START SUPPLIED RECORDS

PR #3666, opened 2016-04-18
Enable building of Ruby 1.9.3 and 2.0.0 on 64bit little-endian PowerPC

daxtens:
When trying to compile Ruby 1.9.3 and 2.0.0 for ppc64le using rvm, we get the
following errors:

```
Error running './configure --prefix=/home/builder/.rvm/rubies/ruby-1.9.3-p551 --disable-install-doc --enable-shared',
showing last 15 lines of /home/builder/.rvm/log/1460701268_ruby-1.9.3-p551/configure.log
/usr/bin/uname -p =
/bin/uname -X     =

hostinfo               =
/bin/universe          =
/usr/bin/arch -k       =
/bin/arch              =
/usr/bin/oslevel       =
/usr/convex/getsysinfo =

UNAME_MACHINE = ppc64le
UNAME_RELEASE = 4.5.0-00008-ga6de155
UNAME_SYSTEM  = Linux
UNAME_VERSION = #20 SMP Sat Apr 2 22:28:04 AEDT 2016
configure: error: cannot guess build type; you must specify one
There has been an error while running configure. Halting the installation.
```

Looking at the full log, we can see that this is due to the
`config.sub` and `config.guess` files included with old Ruby 
versions being too old to know about ppc64le as a platform.

To fix this, we grab the latest files from gnu.org, and create a
patch that brings the included files up to date.

With this patch, all the 1.9.3 and 2.0.0 variations build.

Upgrading these files unconditionally is safe, as they're only used
to detect the build platform. (Distro package build processes, for
example, tend to upgrade these files automatically.)


daxtens:
Many thanks :)

PR #3667, opened 2016-04-20
introduction of Ruby v2.1.10

ncreuschling:
Smoother use of RVM with an already installed Ruby v2.1.10 when using an .rvmrc file with "rvm use 2.1"


havenwood:
It looks like we'll also need checksums for 2.1.9 and 2.1.10 in `config/md5` and `config/sha512`.

rys:
Fixed by #3672

PR #3670, opened 2016-04-27
switch another url to https

emirikol:
this seems to have been looked over in a previous commit, the previous command results in downloading an html redirection page which isn't very useful. to say nothing of the possible security risk.


reedloden:
Note that this was a purposeful decision in #3469, FYI. See https://github.com/rvm/rvm/pull/3469#discussion_r35320295 for some of the discussion. However, it seems @bagder has since made his site https://, which defeats the whole point of using http:// here in the first place. However, I am of the opinion that it's the OS's job to get the initial bootstrapping of certificate authorities correct, so not sure rvm should support a broken system like that anyway. Anyway, just giving some backstory here. :)

PR #2034, opened 2022-11-30
changed N to n 😅

LiReNa00:


CharlieS1103:
Personally I think we should merge this, unless there's a reason we use capital N

LiReNa00:
now dont ask me why I am reopening the request again and gain I messed up real bad 😥

ririxidev:
`N` is capitalized because it's default answer in a code
image
and such I believe it shouldn't be changed

theRealPadster:
The capital indicates a default.

CharlieS1103:
Ah I see, never knew that lol @theRealPadster

LiReNa00:
oh then will Y will be good? I am not sure

LiReNa00:
XD I wonder

LiReNa00:
Oh that is the case .... ok

PR #2038, opened 2022-12-04
fix(apply): define custom app routes

kyrie25:
Fixes issues where custom apps that uses routes (like Marketplace Readme) was not working properly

END SUPPLIED RECORDS

**TASK TO CARRY OUT**. Without leaving anything out, repeat every entry shown above.

**RESULT**.
PR #3666, opened 2016-04-18
Enable building of Ruby 1.9.3 and 2.0.0 on 64bit little-endian PowerPC

daxtens:
When trying to compile Ruby 1.9.3 and 2.0.0 for ppc64le using rvm, we get the
following errors:

```
Error running './configure --prefix=/home/builder/.rvm/rubies/ruby-1.9.3-p551 --disable-install-doc --enable-shared',
showing last 15 lines of /home/builder/.rvm/log/1460701268_ruby-1.9.3-p551/configure.log
/usr/bin/uname -p =
/bin/uname -X     =

hostinfo               =
/bin/universe          =
/usr/bin/arch -k       =
/bin/arch              =
/usr/bin/oslevel       =
/usr/convex/getsysinfo =

UNAME_MACHINE = ppc64le
UNAME_RELEASE = 4.5.0-00008-ga6de155
UNAME_SYSTEM  = Linux
UNAME_VERSION = #20 SMP Sat Apr 2 22:28:04 AEDT 2016
configure: error: cannot guess build type; you must specify one
There has been an error while running configure. Halting the installation.
```

Looking at the full log, we can see that this is due to the
`config.sub` and `config.guess` files included with old Ruby 
versions being too old to know about ppc64le as a platform.

To fix this, we grab the latest files from gnu.org, and create a
patch that brings the included files up to date.

With this patch, all the 1.9.3 and 2.0.0 variations build.

Upgrading these files unconditionally is safe, as they're only used
to detect the build platform. (Distro package build processes, for
example, tend to upgrade these files automatically.)


daxtens:
Many thanks :)

PR #3667, opened 2016-04-20
introduction of Ruby v2.1.10

ncreuschling:
Smoother use of RVM with an already installed Ruby v2.1.10 when using an .rvmrc file with "rvm use 2.1"


havenwood:
It looks like we'll also need checksums for 2.1.9 and 2.1.10 in `config/md5` and `config/sha512`.

rys:
Fixed by #3672

PR #3670, opened 2016-04-27
switch another url to https

emirikol:
this seems to have been looked over in a previous commit, the previous command results in downloading an html redirection page which isn't very useful. to say nothing of the possible security risk.


reedloden:
Note that this was a purposeful decision in #3469, FYI. See https://github.com/rvm/rvm/pull/3469#discussion_r35320295 for some of the discussion. However, it seems @bagder has since made his site https://, which defeats the whole point of using http:// here in the first place. However, I am of the opinion that it's the OS's job to get the initial bootstrapping of certificate authorities correct, so not sure rvm should support a broken system like that anyway. Anyway, just giving some backstory here. :)

PR #2034, opened 2022-11-30
changed N to n 😅

LiReNa00:


CharlieS1103:
Personally I think we should merge this, unless there's a reason we use capital N

LiReNa00:
now dont ask me why I am reopening the request again and gain I messed up real bad 😥

ririxidev:
`N` is capitalized because it's default answer in a code
image
and such I believe it shouldn't be changed

theRealPadster:
The capital indicates a default.

CharlieS1103:
Ah I see, never knew that lol @theRealPadster

LiReNa00:
oh then will Y will be good? I am not sure

LiReNa00:
XD I wonder

LiReNa00:
Oh that is the case .... ok

PR #2038, opened 2022-12-04
fix(apply): define custom app routes

kyrie25:
Fixes issues where custom apps that uses routes (like Marketplace Readme) was not working properly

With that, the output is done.